● **DATA FOR REVIEW**
PR #311, opened 2024-06-01
Add support for /dev/devices

yamaura:
Thank you for this amazing library! I found it incredibly useful. I implemented parser of /proc/devices and test.

Notes:

- The type for `major` has been same with the Linux kernel code.
- While `BlockDeviceEntry` can be disabled via `CONFIG_BLOCK`, but it has not been made an `Option`.

### DIFF
--- a/procfs-core/src/devices.rs
+++ b/procfs-core/src/devices.rs
@@ -9,7 +9,6 @@ use serde::{Deserialize, Serialize};
 /// Device entries under `/proc/devices`
 #[derive(Debug, Clone)]
 #[cfg_attr(feature = "serde1", derive(Serialize, Deserialize))]
-#[allow(non_snake_case)]
 pub struct Devices {
     /// Character devices
     pub char_devices: Vec<CharDeviceEntry>,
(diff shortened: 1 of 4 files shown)


eminence:
Thank you!  I'm sorry for taking so long to notice and review this PR.

This looks good, only a few comments:

> While `BlockDeviceEntry` can be disabled via `CONFIG_BLOCK`, but it has not been made an `Option`.

The API you've added here looks good, but can you update the doc comment to say that the `block_devices` list can be empty if the kernel doesn't support block devices?


Also, these structs have `#[allow(non_snake_case)]` but that doesn't seem to be needed.

eminence:
Thanks!  Quick question:  why is `CharDeviceEntry::major` a `u32` while `BlockDeviceEntry::major` an `i32` ?

eminence:
Thanks for those links.  My general policy is to prioritize alignment with the kernel (though I think I deviate from that in a few spots).  A comment in the code with these links would be useful to anyone reading this code in the future, but that can happen later.

Thanks for the pull request!

Issue #290, opened 2023-10-29
Improve our examples


eminence:
We have several examples in the `procfs/examples` folder.  Some of them could use additional love and attention.

For example, the [`partitions.rs`](https://github.com/eminence/procfs/blob/71addc0766626dca44f5be3d771b204f6ed1fc3d/procfs/examples/partitions.rs) example doesn't do anything besides print out the `Debug` impl.

I've love if some of these examples were enhanced to be a little more polished.  

This might mean printing fields in a nice table (like [`interface_stats.rs`](https://github.com/eminence/procfs/blob/71addc0766626dca44f5be3d771b204f6ed1fc3d/procfs/examples/interface_stats.rs) or [`lslocks.rs`](https://github.com/eminence/procfs/blob/71addc0766626dca44f5be3d771b204f6ed1fc3d/procfs/examples/lslocks.rs)), or doing something a little more involved (like `lslocks.rs`) that shows a semi-realworld example of how you might use these functions.

Note that there is a balancing act here -- we don't want these examples to be *too* complicated, because they ought to be short, readable, and primarily about one feature in particular.

PR #314, opened 2024-07-25
Updated some examples to a bit more than printing debug.

Hwatwasthat:
I just updated some of the existing examples to have a slightly better visual output. I haven't pushed it any further than just making them a bit nicer to look at.


eminence:
CC #290

Thanks!

PR #315, opened 2024-08-05
Implemented crypto example

Hwatwasthat:
Produced an example program for running the /dev/crypto parser. Added a small description to the example readme file.


eminence:
Always happy to have more examples.  Thanks!

PR #320, opened 2024-11-11
Enable `generate-link-to-definition` rustdoc feature on docs.rs

GuillaumeGomez:
This feature is very useful when browsing source code directly on docs.rs (from the source link). Example with `syn` crate: https://docs.rs/syn/latest/src/syn/lib.rs.html#950


eminence:
Very cool, thanks!

PR #327, opened 2024-12-27
replace hardcoded crate name by env var that returns the crate's name dynamically

PauloMigAlmeida:
Disclaimer: That's a trivial patch and it doesn't add any new functionality.


eminence:
I'm not sure why we need this, but why not.

PR #363, opened 2025-12-30
feat(sys/kernel): add hostname and domainname

tastypackets:
Add `sys/kernel/hostname` and `sys/kernel/domainname` support.

Added a new line check on hostname & domainname which are used as a terminator like sysctl. Without the new line terminator trying to clear the values does not work. For example writing `""` to domainname is ignored, but writing `"\n"` does clear the domainname.

Related docs: https://man7.org/linux/man-pages/man5/proc_sys_kernel.5.html


procfs/src/sys/kernel/mod.rs
```diff
@@ -289,6 +290,48 @@ impl FromStr for BuildInfo {
...
+    };
+
+    write_value("/proc/sys/kernel/domainname", value)
+}
+
+/// Returns hostname
+///
+/// See also [set_hostname](crate::sys::kernel::set_hostname)
+///
+/// This is taken from `/proc/sys/kernel/set_hostname`
```
tastypackets:
```suggestion
/// This is taken from `/proc/sys/kernel/hostname`
```

tastypackets:
@eminence Hey would it be possible to get a review on this PR? I was needing hostname and domain for a project I'm working on.

eminence:
Sure thing, I'll try to take a look this weekend

eminence (changes requested):
In general looks fine, but two small comments:

* Do we really need these two examples?  They're not really doing much.
* Can you add a `cfg` check in the new tests so that they won't set a hostname unless some feature flag is enabled?  In general I don't want changes to be made to the running system (and these tests probably require root to run successfully?)

procfs/src/sys/kernel/mod.rs
```diff
@@ -570,6 +613,28 @@ mod tests {
         let _ = BuildInfo::current().unwrap();
     }
 
+    #[test]
+    fn test_set_and_get_domainname() {
+        let current_domain = domainname().unwrap();
+        let test_domain = String::from("test-host");
+
+        let test_domain = "test.local".to_string();
```
eminence: One of these variables is not needed

tastypackets: Nice catch think I copy pasted something and wasn't paying attention. 😓

PR #368, opened 2026-04-27
fix: correctly decode WSL2 Docker mounts

yuvald-sweet-security:
Hello,
My WSL2 installation with Docker Desktop has the following mount line, which causes this crate to panic:
`C:\134Program\040Files\134Docker\134Docker\134resources /Docker/host 9p rw,noatime,aname=drvfs;path=C:\Program Files\Docker\Docker\resources;symlinkroot=/mnt/,cache=5,access=client,msize=65536,trans=fd,rfd=3,wfd=3 0 0`

(note that the spec field is correctly mangled, but the `path` mntop is not and has spaces, causing the split by space strategy to fail)

Is this fix good? Do you prefer to do something else?

### DIFF
--- a/procfs-core/src/mounts.rs
+++ b/procfs-core/src/mounts.rs
@@ -31,12 +31,26 @@ impl super::FromBufRead for Vec<MountEntry> {
 
         for line in r.lines() {
             let line = expect!(line);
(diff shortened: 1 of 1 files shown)


eminence:
LGTM, thank you!

PR #369, opened 2026-05-02
fix possible panic in test mode

zhao-gang:
It's possible some values in /proc/meminfo would be abnormally big which would overflow the multiply calculation.

Didn't find related link on Internet but my Ubuntu 24.04 once showed incorrect SwapFree size which caused panic in procfs.

```
MemTotal:       32405976 kB
MemFree:         2062608 kB
MemAvailable:    5264828 kB
Buffers:           78156 kB
Cached:          6070016 kB
SwapCached:            0 kB
Active:          8976496 kB
Inactive:       17864952 kB
Active(anon):    8207228 kB
Inactive(anon): 15150596 kB
Active(file):     769268 kB
Inactive(file):  2714356 kB
Unevictable:     1696048 kB
Mlocked:             112 kB
SwapTotal:      67108860 kB
SwapFree:       18446744073708600176 kB
...
```

### DIFF
--- a/procfs-core/src/meminfo.rs
+++ b/procfs-core/src/meminfo.rs
@@ -3,12 +3,12 @@ use super::{expect, from_str, ProcResult};
 use serde::{Deserialize, Serialize};
 use std::{collections::HashMap, io};
 
-fn convert_to_kibibytes(num: u64, unit: &str) -> ProcResult<u64> {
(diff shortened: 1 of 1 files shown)


eminence:
> SwapFree:       18446744073708600176 kB

18000 exabytes sure is a lot of swap :)


This change looks good to me, thank you

PR #371, opened 2026-06-11
Fix a bunch of spelling mistakes

weriomat:
This is more or less a drive by fix. 
I was reading the documentation and noticed one mistake. Afterward I turned to the [typos](https://github.com/crate-ci/typos) spell checker for finding the other mistakes ;)

The change in the bit flag might be breaking if anyone is using this directly. I can also drop the commit if necessary.

### DIFF
--- a/COPYRIGHT.txt
+++ b/COPYRIGHT.txt
@@ -51,7 +51,7 @@ Under the following license:
 
 Copyright 2003 Binh Nguyen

● **EXERCISE DESCRIPTION**
Count the lines above that contain the word "like", and give only that number.

● **WRITTEN REPLY**
2